DIRECTIONS: Would you copy each line of the records that includes the word "interop"?

SUPPLIED ENTRIES:

————————

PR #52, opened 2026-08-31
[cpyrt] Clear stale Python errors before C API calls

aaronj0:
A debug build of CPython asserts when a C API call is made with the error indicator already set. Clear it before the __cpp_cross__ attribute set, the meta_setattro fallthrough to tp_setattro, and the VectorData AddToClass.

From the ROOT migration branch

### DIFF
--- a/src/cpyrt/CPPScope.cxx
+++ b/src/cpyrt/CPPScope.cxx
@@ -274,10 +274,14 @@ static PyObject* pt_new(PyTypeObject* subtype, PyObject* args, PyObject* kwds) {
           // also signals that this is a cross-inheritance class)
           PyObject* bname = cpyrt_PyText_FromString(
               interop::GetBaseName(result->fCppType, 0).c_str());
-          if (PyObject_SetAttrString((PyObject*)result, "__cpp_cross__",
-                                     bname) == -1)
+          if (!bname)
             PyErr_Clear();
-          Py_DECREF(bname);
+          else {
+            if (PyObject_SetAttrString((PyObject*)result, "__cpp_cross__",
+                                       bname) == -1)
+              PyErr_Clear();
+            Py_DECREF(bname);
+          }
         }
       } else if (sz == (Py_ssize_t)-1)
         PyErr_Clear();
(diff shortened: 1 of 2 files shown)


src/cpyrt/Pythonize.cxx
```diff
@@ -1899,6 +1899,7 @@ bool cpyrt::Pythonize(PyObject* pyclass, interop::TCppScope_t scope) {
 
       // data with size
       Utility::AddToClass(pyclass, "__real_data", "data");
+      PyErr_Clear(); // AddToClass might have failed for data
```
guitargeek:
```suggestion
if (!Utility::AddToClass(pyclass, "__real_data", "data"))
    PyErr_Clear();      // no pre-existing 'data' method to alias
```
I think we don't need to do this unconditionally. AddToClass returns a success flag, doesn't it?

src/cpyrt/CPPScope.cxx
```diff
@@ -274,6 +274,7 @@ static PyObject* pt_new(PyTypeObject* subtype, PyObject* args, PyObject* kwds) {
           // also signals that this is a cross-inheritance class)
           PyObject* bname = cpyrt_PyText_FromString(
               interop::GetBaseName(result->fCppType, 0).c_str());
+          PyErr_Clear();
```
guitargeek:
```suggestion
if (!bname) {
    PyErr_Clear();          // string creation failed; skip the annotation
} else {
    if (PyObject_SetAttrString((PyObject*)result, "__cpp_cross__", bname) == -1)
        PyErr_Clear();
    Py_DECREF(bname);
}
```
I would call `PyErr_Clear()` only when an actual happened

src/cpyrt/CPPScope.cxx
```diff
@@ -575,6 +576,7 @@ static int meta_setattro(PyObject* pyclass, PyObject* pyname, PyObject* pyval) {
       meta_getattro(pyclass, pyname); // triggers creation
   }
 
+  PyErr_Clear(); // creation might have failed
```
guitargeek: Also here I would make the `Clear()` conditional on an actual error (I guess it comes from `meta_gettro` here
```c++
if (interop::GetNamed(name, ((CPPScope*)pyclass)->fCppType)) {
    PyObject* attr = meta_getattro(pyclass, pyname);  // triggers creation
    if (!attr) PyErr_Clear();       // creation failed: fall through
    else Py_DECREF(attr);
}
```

————————

PROBLEM SOLUTION:
               interop::GetBaseName(result->fCppType, 0).c_str());
@@ -1899,6 +1899,7 @@ bool cpyrt::Pythonize(PyObject* pyclass, interop::TCppScope_t scope) {
               interop::GetBaseName(result->fCppType, 0).c_str());
if (interop::GetNamed(name, ((CPPScope*)pyclass)->fCppType)) {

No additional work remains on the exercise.